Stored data
######

PR #1043, opened 2026-07-28
fix(widget): remove mocked demo agents from the chat start screen

### LINKED ISSUE #1038: fix(widget): remove mocked demo agents from the chat start screen
## Description

The chat start screen shows three agents — "Researcher Agent", "Poster Maker",
"LinkedIn Post Creator" — that exist in no deployment. They are hardcoded design
placeholders, they are not clickable, and in the embedded widget they look like
agents the tenant configured.

## Root cause

`src/components/chat/ChatStartScreen.tsx:170` renders the "chat with agents"
block even when no list was passed:

    {(agents && agents.length > 0) || !agents ? (

and then falls through to the mocked markup at lines 213-235
(`chatPage.agents.researcher | poster | linkedin`, `src/i18n/locales/en.ts:218-220`).

Both callers that omit `agents` are affected:

- `src/components/widget/public-agent-chat-page.tsx:374` — widget and share chat
- `src/app/agent/[id]/page-client.tsx:152` — agent detail page

The block is only reachable when the agent has suggested prompts, because the
outer condition at line 130 requires a non-empty `prompts` array.

## Fix

Require a real list and delete the fallback:

    {agents && agents.length > 0 ? (

Remove the mocked markup (213-235) and the now-unused `chatPage.agents.*` keys
from every locale.

## Tests

`ChatStartScreen` renders no agents section when `agents` is `undefined` or
empty, and still renders the list when one is passed.

bluefish-08:
Closes #1038

## Problem

The chat start screen shows three agents — "Researcher Agent", "Poster Maker",
"LinkedIn Post Creator" — that exist in no deployment. They are hardcoded design
placeholders, they are not clickable, and in the embedded widget they look like
agents the tenant configured.

`ChatStartScreen.tsx:170` rendered the "chat with agents" block even when no list
was passed (`(agents && agents.length > 0) || !agents`) and then fell through to
mocked markup. Both callers that omit `agents` were affected:

- `src/components/widget/public-agent-chat-page.tsx:377` — widget and share chat
- `src/app/agent/[id]/page-client.tsx:152` — agent detail page

`src/app/task/page.tsx:243` passes a real list, so it never hit the fallback.

## Change

- Require a real list: `{agents && agents.length > 0 ? (`
- Delete the mocked markup and the now-unused `Smartphone` import
- Drop the `chatPage.agents.{researcher,poster,linkedin}` keys from `en.ts` / `zh.ts`
  (`cards.linkedin` and `cards.design_poster` are prompt-card copy and stay)

No behaviour change for the internal task page.

## Tests

New `ChatStartScreen.test.tsx`: the agents section is absent when `agents` is
`undefined` and when it is empty, and renders the passed agents otherwise.

`vitest run src/components/chat src/components/widget src/components/task` — 96 passed.

### DIFF
--- a/frontend/src/components/chat/ChatStartScreen.test.tsx
+++ b/frontend/src/components/chat/ChatStartScreen.test.tsx
@@ -1,0 +1,65 @@
+import React from "react"
+import { cleanup, render, screen } from "@testing-library/react"
+import { afterEach, describe, expect, it, vi } from "vitest"
+
+vi.mock("@/contexts/i18n-context", () => ({
+  useI18n: () => ({
+    t: (key: string) => key,
+  }),
+}))
+
+vi.mock("@/lib/utils", () => ({
+  getApiUrl: () => "http://api.local",
+}))
+
+vi.mock("@/components/chat/ChatInput", () => ({
+  ChatInput: () => <div data-testid="chat-input" />,
+}))
+
+vi.mock("@/components/ui/tooltip", () => ({
+  Tooltip: ({ children }: { children: React.ReactNode }) => <>{children}</>,
+  TooltipContent: ({ children }: { children: React.ReactNode }) => <>{children}</>,
+  TooltipProvider: ({ children }: { children: React.ReactNode }) => <>{children}</>,
+  TooltipTrigger: ({ children }: { children: React.ReactNode }) => <>{children}</>,
+}))
+
+import { ChatStartScreen } from "@/components/chat/ChatStartScreen"
+
+const AGENTS_SECTION = "chatPage.sections.chatWithAgents"
+
+// The agents block only renders inside the prompts branch, so every case needs
+// a non-empty prompts list to reach it at all.
+const renderScreen = (agents?: React.ComponentProps<typeof ChatStartScreen>["agents"]) =>
+  render(
+    <ChatStartScreen
+      title="Support Agent"
+      prompts={["Summarize this page"]}
+      agents={agents}
+      onSend={vi.fn()}
+    />
+  )
+
+afterEach(() => {
+  cleanup()
+})
+
+describe("ChatStartScreen agents section", () => {
+  it("renders nothing when no agent list is passed", () => {
+    renderScreen(undefined)
+
+    expect(screen.queryByText(AGENTS_SECTION)).toBeNull()
+  })
+
+  it("renders nothing for an empty agent list", () => {
+    renderScreen([])
+
+    expect(screen.queryByText(AGENTS_SECTION)).toBeNull()
+  })
+
+  it("renders the agents that were passed", () => {
+    renderScreen([{ id: 7, name: "Billing Agent" }])
+
+    expect(screen.getByText(AGENTS_SECTION)).toBeTruthy()
+    expect(screen.getByText("Billing Agent")).toBeTruthy()
+  })
+})
--- a/frontend/src/components/chat/ChatStartScreen.test.tsx
+++ b/frontend/src/components/chat/ChatStartScreen.test.tsx
@@ -8,10 +8,6 @@ vi.mock("@/contexts/i18n-context", () => ({
   }),
 }))
 
-vi.mock("@/lib/utils", () => ({
-  getApiUrl: () => "http://api.local",
-}))
-
 vi.mock("@/components/chat/ChatInput", () => ({
   ChatInput: () => <div data-testid="chat-input" />,
 }))
@@ -26,6 +22,10 @@ vi.mock("@/components/ui/tooltip", () => ({
 import { ChatStartScreen } from "@/components/chat/ChatStartScreen"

######

▶ [EXERCISE REQUIREMENTS]: From the records above, print exactly the lines that run from the line with "mocked markup. Both" to the line with "every case needs", inclusive.

▶ [RESULT OF THE TASK]:
mocked markup. Both callers that omit `agents` were affected:

- `src/components/widget/public-agent-chat-page.tsx:377` — widget and share chat
- `src/app/agent/[id]/page-client.tsx:152` — agent detail page

`src/app/task/page.tsx:243` passes a real list, so it never hit the fallback.

## Change

- Require a real list: `{agents && agents.length > 0 ? (`
- Delete the mocked markup and the now-unused `Smartphone` import
- Drop the `chatPage.agents.{researcher,poster,linkedin}` keys from `en.ts` / `zh.ts`
  (`cards.linkedin` and `cards.design_poster` are prompt-card copy and stay)

No behaviour change for the internal task page.

## Tests

New `ChatStartScreen.test.tsx`: the agents section is absent when `agents` is
`undefined` and when it is empty, and renders the passed agents otherwise.

`vitest run src/components/chat src/components/widget src/components/task` — 96 passed.

### DIFF
--- a/frontend/src/components/chat/ChatStartScreen.test.tsx
+++ b/frontend/src/components/chat/ChatStartScreen.test.tsx
@@ -1,0 +1,65 @@
+import React from "react"
+import { cleanup, render, screen } from "@testing-library/react"
+import { afterEach, describe, expect, it, vi } from "vitest"
+
+vi.mock("@/contexts/i18n-context", () => ({
+  useI18n: () => ({
+    t: (key: string) => key,
+  }),
+}))
+
+vi.mock("@/lib/utils", () => ({
+  getApiUrl: () => "http://api.local",
+}))
+
+vi.mock("@/components/chat/ChatInput", () => ({
+  ChatInput: () => <div data-testid="chat-input" />,
+}))
+
+vi.mock("@/components/ui/tooltip", () => ({
+  Tooltip: ({ children }: { children: React.ReactNode }) => <>{children}</>,
+  TooltipContent: ({ children }: { children: React.ReactNode }) => <>{children}</>,
+  TooltipProvider: ({ children }: { children: React.ReactNode }) => <>{children}</>,
+  TooltipTrigger: ({ children }: { children: React.ReactNode }) => <>{children}</>,
+}))
+
+import { ChatStartScreen } from "@/components/chat/ChatStartScreen"
+
+const AGENTS_SECTION = "chatPage.sections.chatWithAgents"
+
+// The agents block only renders inside the prompts branch, so every case needs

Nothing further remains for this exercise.